A Christopher Columbus statue was torn down and thrown in a lake in Richmond last night in the latest protest to target a symbol of racial oppression.
The sculpture was brought down less than two hours after protesters in Virginia’s capital gathered in the city’s Byrd Park and chanted for the statue to go.
Protesters pulled the monument down with ropes, set it on fire and rolled it into a lake in the park to cheers from the assembled crowd.
The empty pedestal was spray-painted and covered with a sign saying ‘Columbus Represents Genocide’ after the statue was taken down.
Columbus’s arrival in the Americas in 1492 unleashed centuries of European colonisation, making him a symbol of conquest and violence to Native Americans.
There was no police presence in the park, but a police helicopter was seen circling the area after the city-owned figure was torn down, local media said.
Activist Chelsea Higgs-Wise was among the protesters who spoke to a crowd in Byrd Park about the struggles of indigenous people and African-Americans.
‘We have to start where it all began,’ Higgs-Wise said during her speech. ‘We have to start with the people who stood first on this land.’

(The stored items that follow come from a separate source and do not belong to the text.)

Issue #91, opened 2018-05-02
Anchors in URLs get encoded incorrectly


muesli:
When storing a URL with an anchor (e.g. https://foo#bar) the hash character gets encoded incorrectly as `%23`.

RadhiFadlillah:
@muesli thanks for the report. This happened because `url.ParseRequestURI` (which used for validating URL) always assume that the raw URL string doesn't have any `#fragment` suffix.

To fix this, I've reverted `ParseRequestURI` to normal `Parse` in [`1baf921`](https://github.com/RadhiFadlillah/shiori/commit/1baf921b491db8b1a2218c81cf32471bdd2d3fcd). I've also removed the fragment from URL in [`7532d36`](https://github.com/RadhiFadlillah/shiori/commit/7532d36e7e61ff60395f1819bd9010d7b723074e) because AFAIK the anchor tag (#) is only used by web browser, and not by web server.

RadhiFadlillah:
Hi @muesli, I’m closing this issue for now because :

- It has been fixed, and;
- It has been inactive for a while, so I guess this issue has been solved. 

Feels free to reopen it if needed.

Thank you.

mailinglists35:
this is not fixed. i still cannot add url with anchor. using latest release binary. if it is fixed in master, perhaps could you try make a new release or at least a snapshot of the current master?

mailinglists35:
i mean... i really want to store an url containing a fragment.... :) the fix was to remove support for fragments altogether :-(

PR #687, opened 2023-07-30
preserve fragment in URLs (#315)

### LINKED ISSUE #315: Feature request: preserve hash in URLs
I noticed that when creating bookmarks the hash and things after will all be dropped, which causes some troubles. since "#" is used by Mega Drive to identify keys or used for anchors in html so that we jump to a specific part of webpage.

anyway, any solutions? for now i have to paste the original url in excerpt after creating a bookmark, bit annoying😥

arakimo:
I encountered this issue myself while using shiori, so I figured I would have a go. I'm fairly new to git/programming, so... apologies in advance for any mistakes :)

Should fix #315

### DIFF
--- a/internal/core/url.go
+++ b/internal/core/url.go
@@ -52,15 +52,6 @@ func RemoveUTMParams(url string) (string, error) {
 		}
 	}
 
-	frag := tmp.Fragment
-	tmp.Fragment = ""
 	tmp.RawQuery = queryEncodeWithoutEmptyValues(queries)
-
-	// Append fragment before returning URL.
-	if frag == "" {
-		return tmp.String(), nil
-	} else {
-		returnUrl := tmp.String() + "#" + frag
-		return returnUrl, nil
-	}
+	return tmp.String(), nil
 }
--- a/internal/core/url.go
+++ b/internal/core/url.go
@@ -52,7 +52,11 @@ func RemoveUTMParams(url string) (string, error) {
 		}
 	}
 
+	frag := tmp.Fragment
 	tmp.Fragment = ""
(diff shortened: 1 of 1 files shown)


fmartingr:
Hey @arakimo, thanks for checking this out! 

Your solution works, but I'm just wondering if isn't it easier just to remove the `tmp.Fragment = ""` line. We are removing it manually and I'm not sure of the reason. Did you try that before?

arakimo:
I assumed that the fragment was being removed manually before `queryEncodeWithoutEmptyValues(queries)` to prevent the fragment from being encoded (i.e. turning the # into a %23), but I just tested your suggestion and it seems to work perfectly, so I'm not sure why `tmp.Fragment = ""` is there either.

It was mentioned in (#91) that the code used to use `ParseRequestURI()`, which unlike `Parse()` assumed that the string provided would not have a fragment. Maybe manually clearing the fragment is a remnant of that? I'm not sure.

fmartingr:
> I assumed that the fragment was being removed manually before `queryEncodeWithoutEmptyValues(queries)` to prevent the fragment from being encoded (i.e. turning the # into a %23), but I just tested your suggestion and it seems to work perfectly, so I'm not sure why `tmp.Fragment = ""` is there either.
> 
> It was mentioned in (#91) that the code used to use `ParseRequestURI()`, which unlike `Parse()` assumed that the string provided would not have a fragment. Maybe manually clearing the fragment is a remnant of that? I'm not sure.

Yeah, I think this wasn't working when using `url.ParseRequestURI`, but right now there are no calls to that method so this should work. Let's merge this in and test on development to see if there's anything wrong with it.

Thanks a lot for your work!

fmartingr (approved):

PR #705, opened 2023-08-25
[docs update] Add guidance for deploying with Fly.io

jt-wang:
## what this PR is about
This PR updated `Installation.md`, to add guidance for deploying Shiori with Fly.io.

## why it's needed
As many people look for self-hosting bookmark service, it would be great if the docs can provide them with a straight-forward and easy way to quickly set up an instance without diving into too much tech details. 

## notes for maintainer
This change is only a doc update, and doesn't affect any functionality of the project.

### DIFF
--- a/docs/Installation.md
+++ b/docs/Installation.md
@@ -5,6 +5,7 @@ There are several installation methods available :
 - [Using Precompiled Binary](#using-precompiled-binary)
 - [Building From Source](#building-from-source)
 - [Using Docker Image](#using-docker-image)
+  - [Deploying with Fly.io](#deploying-with-flyio)
 
 <!-- /TOC -->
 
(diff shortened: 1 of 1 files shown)


fmartingr:
Hey @jt-wang , thanks for the update! Didn't knew it was that easy to work with fly.io.

One thing though. Since i'm currently reviewing and rewriting all documentation, would you mind adding this to the `fmartingr/issue663` branch? Just wanted to make sure the wording is ok for alternative ways of deployment and then push the documentation update all at once, which will trigger a new release. 

Thanks!

jt-wang:
@fmartingr Sure, thanks! Here's the new PR #706  pushed to `fmartingr/issue663`.

PR #706, opened 2023-08-25
[docs update] Add guidance for deploying with Fly.io

jt-wang:
## what this PR is about
This PR updated `Installation.md`, to add guidance for deploying Shiori with Fly.io.

## why it's needed
As many people look for self-hosting bookmark service, it would be great if the docs can provide them with a straight-forward and easy way to quickly set up an instance without diving into too much tech details. 

## notes for maintainer
This change is only a doc update, and doesn't affect any functionality of the project.
This PR has the same content as #705, but pushing to `fmartingr/issue663` per requested by @fmartingr .

### DIFF
--- a/docs/Installation.md
+++ b/docs/Installation.md
@@ -48,6 +48,34 @@ docker pull ghcr.io/go-shiori/shiori
 
 > This docker image is based on the [Dockerfile.ci](../.github/workflows/docker/Dockerfile.ci)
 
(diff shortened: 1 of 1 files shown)


fmartingr:
Hey @jt-wang , thanks for the contribution! 

This will be live when we release 1.6.0. Thanks for making Shiori accessible to more folks :)

PR #710, opened 2023-08-31
set saner postgresql connection default and make user/password optional

Mic92:
This in particular fixes unix socket connections which requires no user/password to be set.

### DIFF
--- a/docs/Configuration.md
+++ b/docs/Configuration.md
@@ -45,12 +45,12 @@ Shiori uses an SQLite3 database stored in the above data directory by default. I
 
 ### PostgreSQL
 
-| Variable            | Description                                         |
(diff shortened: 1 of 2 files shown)


fmartingr:
Hey @Mic92 , are you using 1.5.5 or latest master? In the latest code we added a new `SHIORI_DATABASE_URL` that will replace the current variables in a future version and theoretically supports unix sockets. Would you mind giving that a try? I'm currently rewritting the docs to reflect all these changes and it will be public in 1.6.0.

Mic92:
Ok. I'll switch to that

fmartingr:
> Ok. I'll switch to that

If that doesn't work for you, feel free to submit a PR or open a request to allow sockets using the database uri.

PR #721, opened 2023-09-10
fix(db): handle usage of special characters in searches

### LINKED ISSUE #717: SQL injection?
## Data
- 1.5.5
- SQLite(???). I did nothing to setup 
- Devuan x64 
- Web interface 

Entering something like "hea;th" in search control results in "SQL logic error: fts5: syntax error near ";" (1) (500)"

## Expected behavior
More qualified error or something sane

## To Reproduce
See above

## Screenshots
NA

## Notes
NA

fmartingr:
The current queries are built by concatenating strings in the code, rather than in the database, meaning we lose sanitization on the database side.

This PR adds a new test that checks queries with some special characters to avoid failures, while doing:
- String concatenation for `LIKE` queries in the query directly
- Properly quoting FTS5 search queries in SQLite
- Properly parsing double quotes in SQLite queries for FTS5.

Fixes #717

### DIFF
--- a/internal/database/database_test.go
+++ b/internal/database/database_test.go
@@ -273,14 +273,21 @@ func testGetBookmarksWithSQLCharacters(t *testing.T, db DB) {
 	_, err := db.SaveBookmarks(ctx, true, book)
 	assert.NoError(t, err, "Save bookmarks must not fail")
 
-	characters := []string{";", "%", "_", "\\", "\""}
+	characters := []string{";", "%", "_", "\\", "\"", ":"}
 
 	for _, char := range characters {
-		t.Run(char, func(t *testing.T) {
+		t.Run("GetBookmarks/"+char, func(t *testing.T) {
 			_, err := db.GetBookmarks(ctx, GetBookmarksOptions{
 				Keyword: char,
 			})
 			assert.NoError(t, err, "Get bookmarks should not fail")
+		})
+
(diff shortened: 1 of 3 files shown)


fmartingr:
> is it possible to happen similar things (in another way for mysql) that we should handle that too?
> beside that everything is fine to me.

Tests run on all database backends, so at least the query does not err. I will check properly later when I address your suggestion 👍

fmartingr:
> i run locally this pull request but i get that error yet 🤔 (sqlite)

Yeah, I forgot about `GetBookmarksCount` 😓

fmartingr:
> everything work fine now just one minor problem
> 
> 1. add this page https://en.wikipedia.org/wiki/Percent_sign
> 2. search for this querry `"%"` it is not return any result
> 3. the page contain this text `"%" redirects here. For the mod sign as used in modular arithmetic`
> 
> you can't search for that special character. for example `0025"\/%` return you result because you have text `U+0025% PERCENT SIGN` or `025% PERCENT` and `025 PERCENT` both has result it ignore them completely. can we fix that?

Fixing that small use case would take a while, since there are several queries and the query is built without a query builder like `sqlx` or something like that, just appending SQL one on top of another, for three different engines.

is this a priority use case for you? It's not that I don't want it to work properly, but maybe the effort of fixing it just for some character is time that we can spend in other areas, and we can always reconsider and revisit it in the future.

PR #730, opened 2023-09-11
fix: properly parse mysql connection string, docs update

### LINKED ISSUE #729: Mysql connection string is not parsed properly
## Data
- **Shiori version**: v1.5.5
- **Database Engine**: mysql
- **Operating system**: linux
- **CLI/Web interface/Web Extension**: NA

You cannot provide a mysql connection string that is accepted by both the driver and the application.

The problem is that it parses the connection string looking for a schema, but it won't be stripped from the string that is passed to the driver:
https://github.com/go-shiori/shiori/blob/master/internal/database/database.go#L57

But the driver itself doesn't accept a scheme:
https://github.com/go-sql-driver/mysql#dsn-data-source-name

Furthermore, the new connection string is preferred, but the documentation is still using the old way.

## Expected behavior
It connects to mysql instance.

## To Reproduce
* Use a connection string without a scheme: `shiori:passwd@(mysql)/shiori?charset=utf8mb4`
* Use a connection string with a scheme: `mysql://shiori:passwd@(mysql)/shiori?charset=utf8mb4`

## Notes
I'll create a PR for it later on. :D

rutkai:
Mysql connection string update, docs update

Fixes #729

### DIFF
--- a/.gitignore
+++ b/.gitignore
@@ -1,5 +1,8 @@
-# Exclude config file
+# Exclude IDE
 .vscode/
+.idea/
+
+# Exclude config file
 *.toml
 
 # Exclude executable file
--- a/docker-compose.yaml
+++ b/docker-compose.yaml
@@ -16,18 +16,9 @@ services:
       - "postgres"
       - "mariadb"
     environment:
-      SHIORI_DBMS: mysql
       SHIORI_DIR: /srv/shiori
-      SHIORI_PG_USER: shiori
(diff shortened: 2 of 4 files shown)


fmartingr (approved):
Hey @rutkai, thanks for the finding and spending time fixing the code and documentation! I planned to review all documentation by 1.6.0, but it just too much and I would be holding things for quite a bit, so this is a good improvement, really appreciated :D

Vanessa Bolin of the Richmond Indigenous Society told the crowd she had come to ‘stand in solidarity’ with those protesting against police brutality.
Another speaker, Joseph Rogers, declared the area ‘Powhatan land,’ saying that racism has impacted both African-Americans and Native Americans.
The statue was dedicated in Richmond in December 1927, becoming the first Columbus statue in the South, reports said.
It comes several days after a statue of Confederate general Williams Carter Wickham was pulled from its pedestal in another Richmond park, Monroe Park.
Virginia governor Ralph Northam has also ordered the removal of a Robert E. Lee statue on Richmond’s Monument Avenue, although a judge has stalled those plans.
‘In Virginia, we no longer preach a false version of history. One that pretends the Civil War was about state rights and not the evils of slavery. No one believes that any longer,’ Northam said.
‘And in 2020, we can no longer honor a system that was based on the buying and selling of enslaved people.’
The statues are the latest to come down amid worldwide anti-racism protests after the death of George Floyd in Minneapolis two weeks ago.
Along with monuments in the US, statues of slave traders and colonialists have come down in Britain and Belgium in recent days as the movement spreads worldwide.
Native American groups have long asked for Columbus Day to be changed to Indigenous Peoples Day, arguing that Columbus unleashed centuries of genocide against indigenous populations in the Americas.
Columbus Day marks the Italian explorer’s arrival in the New World in 1492 but campaigners say it should commemorate the victims of European colonisation rather than the conquerors.
While Europe has long thought of Columbus as the ‘discoverer’ of America, Native Americans regard his arrival as an invasion.
Indigenous people were robbed of most of their land and 500 years later they are still among the poorest Americans.